Konon Ayahnya mengatakan sangat bahagia saat tahu bahwa Rama yang sudah berusia 21 tahun bersedia ikut dengannya di Negara kelahirannya, New York.
Ayahnya yang sudah berusia lanjut menginginkan Rama meneruskan perusahaannya. Sebelum itu ia melanjutkan pendidikannya di salah satu Universitas ternama di Amerika.
Hingga 6 bulan setelah ia menjabat sebagai pimpinan perusahaan Ayahnya, ia melihat dan mendengar dengan mata telinganya sendiri Ayahnya bicara kepada seorang wanita cantik dua tahun lebih tua darinya--lebih pantas menjadi kakaknya--tentang masa lalu dirinya dan Ibunya.
"Kau sudah meninggalkan Jane 16 tahun yang lalu, honey. Kenapa sekarang kau ambil lagi anaknya?" tanya wanita itu dengan manja duduk di atas pangkuan pria yang mengaku Ayahnya.
"Tenanglah, bagaimanapun dia tetap anakku. Beruntung Jane tidak mengatakan yang sebenarnya pada Rama, bahwa aku menelantarkan mereka demi kau, Baby." Tangannya mengelus-elus rambut lurus panjang wanita itu, sedangkan tangan yang satu sudah bergerilya di atas paha putih wanita itu.
Rama berusaha menahan diri agar tidak mendobrak pintu ruang kerja Ayahnya, agar ia bisa mendengar lebih banyak lagi.
"Kau sempat berjanji padaku akan memberikan hartamu untuk Kevin anak kita," ucap wanita itu. Gerakannya terus menggoda mencari titik sensitif Pria separuh baya itu.

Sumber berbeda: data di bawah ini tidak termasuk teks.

PR #1745, opened 2017-10-08
DS_Store file is added into the gitignore

### LINKED ISSUE #1744: .DS_Store file should be added in gitignore
In the Apple macOS,  **.DS_Store ( Desktop Services Store )** is a file that stores custom attributes of its containing folder such as the position of icons or the choice of a background image. It is created by **Finder** in folder that a user works with.

screen shot 2017-10-08 at 12 11 06 pm

Which should be added in **gitignore**

namangupta01:
closes #1744

### DIFF
--- a/.gitignore
+++ b/.gitignore
@@ -38,3 +38,4 @@ pickle-email-*.html
 .env.local
 docker-compose.env
 docker-compose.yml
+.DS_Store


namangupta01:
screen shot 2017-10-08 at 12 24 58 pm

PR #331, opened 2020-10-20
#6031 feat: Header nav active links 

creido-welly:
This PR provides a short-term fix to set appropriate header nav links active (both first and second levels) to resolve https://github.com/wellcometrust/corporate/issues/6031. A former corporate codebase script has been repurposed within the library Header component itself to be more self contained and maintainable.

Long-term solution would likely be an in-depth overhaul of the header nav once the Drupal 8 menu APIs are fully featured


chriddell (approved):
👍

PR #334, opened 2020-10-21
7566 feat: updated spacing for nested bullet point

skibinska:
Relates https://github.com/wellcometrust/corporate/issues/7566

Fix spacing issue on the nested bullet point list

Screenshot 2020-10-21 at 10 17 36

Regular list looks ok too:
Screenshot 2020-10-21 at 10 20 42

### DIFF
--- a/src/assets/styles/20-tools/_extends/_lists.scss
+++ b/src/assets/styles/20-tools/_extends/_lists.scss
@@ -35,8 +35,8 @@
 
   ol,
   ul {
-    margin-bottom: 0;
-    margin-top: var(--space-unit);
+    margin-bottom: var(--space-md);
+    margin-top: var(--space-md);
   }
 
   li:not(:last-child) {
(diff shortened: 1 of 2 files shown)


src/assets/styles/20-tools/_extends/_lists.scss
```diff
@@ -35,8 +35,8 @@
 
   ol,
   ul {
-    margin-bottom: 0;
-    margin-top: var(--space-unit);
+    margin-bottom: var(--space-md);
```
creido-welly: Just checking, is it intentional to have the top and bottom margins of the nested lists change over breakpoints? Only asking since the bottom margin of the first level is fixed (line 33)

skibinska: just checked with Jason, and we want them to be 16px at all breakpoints. I will update :)

chriddell (approved):

PR #336, opened 2020-10-21
#7521: Rich article + basic page issues

creido-welly:
Rich article/basic page bugs

#7521 bug: fix to force long links to wrap and prevent horizontal scroll
#7521 feat: Rich text external link icons - updated regex to filter out email addresses and remove unnecessary capturing groups, added external icon specific tests

### DIFF
--- a/src/components/RichText/_rich-text.scss
+++ b/src/components/RichText/_rich-text.scss
@@ -7,8 +7,12 @@
 // ----------------------------------
 
 .cc-rich-text {
+
+  // ensure extra long words are wrapped to prevent overlap or horizontal scroll
+  overflow-wrap: break-word;
   // ensure wide table data can be seen using horizontal scroll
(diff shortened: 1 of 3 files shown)


src/components/RichText/_rich-text.scss
```diff
@@ -7,8 +7,12 @@
 // ----------------------------------
 
 .cc-rich-text {
+
```
chriddell, line 10: Was this space added by the linter? Not sure it should be there, but potentially that's a linting issue 😬

chriddell (approved):

src/components/RichText/_rich-text.scss
creido-welly: yes, it got linted! Not my choice

chriddell: dang linter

"Tentu saja sayang, Rama juga berhak atas hartaku."
"Kau memberikan jabatan tertinggi padanya, bagaimana kalau dia tidak mau berbagi?"
"Kau tenang saja, dia yang bisa kupercaya tidak akan berambisi menguasai. Dia telah dididik dengan baik oleh Jane, aku hanya ingin menebus masa lalu pada Rama. Untuk Kevin, dia juga ada bagiannya. Mereka akan mendapatkan 50:50," ucapnya sambil sambil tertawa kecil, karena wanita itu tidak berhenti menciumi wajahnya.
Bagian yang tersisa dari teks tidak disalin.